P.S.: For the second meaning, I've never said _farcis de légumes_, only _légumes farcis_, whence the confusion.


----------



## Mnemosyne

Maître Capello said:


> Attention, dans ce contexte, _farcis_ n'est pas un adjectif ni un participe passé, mais un substantif.


Hmmm, mais j'ai regardé dans le dico WF, le-dictionnaire.com, et le TLFI. Personne n'a répertorié "substantif" comme possibilité pour farci....

Est-ce que vous savez pourquoi, Maître?

Qu'est-ce que _farci_, comme substantif, veut dire?



> P.S.: For the second meaning, I've never said _farcis de légumes_, only _légumes farcis_, whence the confusion.

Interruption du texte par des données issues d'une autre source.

Issue #123, opened 2020-05-15
Add a CH-benCHmark (HTAP) workload


marcocitus:
We often run HammerDB concurrently with the analytical queries from [CH-benCHmark](https://db.in.tum.de/research/projects/CHbenCHmark/) (mainly against PostgreSQL) by using a separate script.

Would there be interest in adding a CH workload directly to HammerDB? This involves running TPC-C transactions and TPC-H-like analytical queries concurrently on the same tables. We may be able to write and contribute a PostgreSQL implementation.

CH-benCHmark is also supported by some other benchmarking tools, e.g.: https://github.com/oltpbenchmark/oltpbench

abondvt89:
This is an interesting idea regarding adding it to HammerDB as a combo workload option.  If you have an implementation that you would like to contribute for PostgreSQL that is not license restricted and meets the TPC Fair use guidelines (http://www.tpc.org/tpc_documents_current_versions/pdf/tpc_fair_use_quick_reference_v1.0.0.pdf) go ahead and submit a PR.

sm-shaw:
As discussed this is a great suggestion for inclusion in HammerDB. Before submitting a PR for PostgreSQL it would be good to discuss the design approach to make sure that it is as straightforward to implement as possible for multiple databases.  If the CH workload is sufficiently different from both C and H it would be best to add it as a separate workload. This would involve adding additional parameters to the XML, options to the opt files eg pgopt.tcl and another workload releated script for build and driver such as pghtap.tcl.  To do so would mean more generic work underneath but could pay off in the longer run. If it is very close to either C or H then it could be added as a checkbox option. With a checkbox option the approach is to try and keep the driver scripts as consistent as possible over time, therefore when we have changes such as 'use all warehouses' or 'time profile' they are added by inline editing of the driver script. (There are 3 templates test, timed and asynchronous timed) As these checkbox options increase it is important to ensure that they are all compatible in different combinations.  The multiple labelled connections https://github.com/TPC-Council/HammerDB/issues/101 also takes this editing approach.  Therefore the first task is to determine how sufficiently different this workload is from C & H and whether a separate workload is best not to confuse people running HammerDB for the first time.

sm-shaw:
Adding link to discussion topic [Vector Search Benchmarking along with OLTP ](https://github.com/TPC-Council/HammerDB/discussions/716) There is potential for this to be developed a TPC-CHV workload for databases that support it.

sm-shaw:
[...]

PR #124, opened 2020-05-15
Swap column order in stock_i1 index in pgoltp.tcl

marcocitus:
This PR changes the column order in the stock_i1 index in pgoltp.tcl to be consistent with [oraoltp.tcl](https://github.com/TPC-Council/HammerDB/blob/master/src/oracle/oraoltp.tcl#L1050).

This change does not affect TPC-C performance, but we often run HammerDB concurrently with the analytical queries from [CH-benCHmark](https://db.in.tum.de/research/projects/CHbenCHmark/) and see poor query plans on some PostgreSQL systems causing a single query to dominate the runtime. One the PostgreSQL committers on our team recommended the order of the stock_i1 index to improve the plans, which can make Q2 up to 500x faster without slowing down other queries or affecting TPC-C performance.

Related to #123


sm-shaw:
Yes also the changes look fine to me. I will test it along with the other pull request prior to the next TPC-OSS meeting on 19th May so it can be voted on for acceptance and merged next week.

sm-shaw:
I have run tests both with the default column ordering and with the index column order reversed. The peak result was within 0.1% so it does not seem to impact performance but re-checking the higher results where there was some variance but should not be expected as due to the change. 

columorder2

Also noting that this column order for Stock is used for SQL Server, Oracle and Db2 

SQL Server - CONSTRAINT [stock_i1]  PRIMARY KEY NONCLUSTERED HASH ( [s_i_id], [s_w_id])
Oracle - CREATE UNIQUE INDEX STOCK_I1 ON STOCK (S_I_ID, S_W_ID) INITRANS 4 PCTFREE 1
Db2 - ORGANIZE BY KEY SEQUENCE ( S_I_ID STARTING FROM 1 ENDING AT 100000, S_W_ID STARTING FROM 1 ENDING at $count_ware )

but not for MySQL, or PostgreSQL

MySQL - PRIMARY KEY (`s_w_id`,`s_i_id`)
PostgreSQL - ALTER TABLE STOCK ADD CONSTRAINT STOCK_I1 PRIMARY KEY (S_W_ID, S_I_ID)

sm-shaw:
I rechecked by rerunning with the changed column order and this is all good in terms of performance

columnorder3

sm-shaw:
Accepting pull request as voted on May 19, 2020 in the TPC-OSS subcommittee.

Issue #782, opened 2025-04-24
The steprun feature not working as expected.


greenhal:
**Guidance**
Bug reports are for when HammerDB is not behaving as expected.
Bug reports should not be submitted for help in understanding database performance related questions.
General questions on database performance or HammerDB usability should be submitted under Discussions.

**Describe the bug**
When using the steprun function to create a pyramid shape run, e.g. scale up users then scale down users in a stepped manor.     The replicas ignore the duration setting and run until the primary finishes.

**To Reproduce**
Create a steps.xml file where each step has a start_after + duration time of less than the total duration.

`<steps>
        <replica1>
                <start_after_prev>5</start_after_prev>
                <duration>1</duration>
                <virtual_users>5</virtual_users>
        </replica1>
        <replica2>
                <start_after_prev>8</start_after_prev>
                <duration>1</duration>
                <virtual_users>5</virtual_users>
        </replica2>
</steps>`

Then execute the steprun:

`dbset db pg
dbset bm TPC-C
diset tpcc pg_count_ware 100
diset tpcc pg_rampup 0
diset tpcc pg_duration 15
diset tpcc pg_allwarehouse true
diset tpcc pg_raiseerror true
diset tpcc pg_total_iterations 2147483648
diset tpcc pg_partition true
diset tpcc pg_timeprofile false
diset tpcc pg_driver timed
set timeprofile_option false
diset connection pg_host x.x.x.x
diset tpcc pg_superuser xxxxx
diset tpcc pg_superuserpass xxxxxx
diset tpcc pg_storedprocs true
loadscript
vuset vu 6 
steprun
`

The replicas will start the specified number of vu, at the specified delayed time, but they will run until the primary is finished.

**Expected behavior**
I expect the VUs running on the replicas to stop after the duration defined in the steps.xml file.

**Screenshots**
CLI only

**HammerDB Version (please complete the following information):**
 - Version: 4.6
 - Build: build from source

**HammerDB Interface (please complete the following information):**
 - UI: CLI

**Operating System (please complete the following information):**
 - Server OS: Amazon Linux 2
 - Client OS: Amazon Linux 2

**Database Server (please complete the following information):**
 - Database name: PostgreSQL
 - Database Release Version 16.4

**Database Client (please complete the following information):**
 - Database client name: postgres

**Additional context**

sm-shaw:
[...]

PR #787, opened 2025-05-23
Fix steprun replica timing

sm-shaw:
Fix for issue https://github.com/TPC-Council/HammerDB/issues/782 where steprun replicas are not ending when expected. PR changes the opmode from replica to local for steprun workloads so additional timing and completion is done.


jamiere-msft (approved):

abondvt89:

Est-ce qu'il y a une raison pour ça?  Vous l'évitez intentionellement?


----------



## Lacuzon

Bonjour,

Avez-vous cherché à petit-farci ?


----------



## Maître Capello

Mnemosyne said:


> Hmmm, mais j'ai regardé dans le dico WF, le-dictionnaire.com, et le TLFI. Personne n'a répertorié "substantif" comme possibilité pour farci.... Est-ce que vous savez pourquoi, Maître?


C'est sans doute une ellipse pour _plat/met farci_ qui a fini par donner le néologisme _un farci_…


> Est-ce qu'il y a une raison pour ça?  Vous l'évitez intentionellement?


Non, c'est seulement une question d'habitude; j'ai toujours entendu et dit _légumes farcis_…


----------



## Mnemosyne

Lacuzon said:


> Avez-vous cherché à petit-farci ?



Heh, non, Lacuzon, mais je l'ai juste essayé, et "c'est introuvable."  

Sauf en Google Translate, qui dit que ça, c'est _stuffed breakfast_. 



Maître Capello said:


> C'est sans doute une ellipse pour _plat/met farci_ qui a fini par donner le néologisme _un farci_…


Ah, merci Maître.  Mais - _un plat farci_, c'est quoi ça, exactement?    Ça serait encore quelque chose farci DE légumes (ou quelque chose comme ça) non?  Et un plat farci de légumes, rien que ça!


----------



## Lacuzon

Incroyable ! Le petit farci n'est pas dans le dictionnaire ! C'est typiquement niçois.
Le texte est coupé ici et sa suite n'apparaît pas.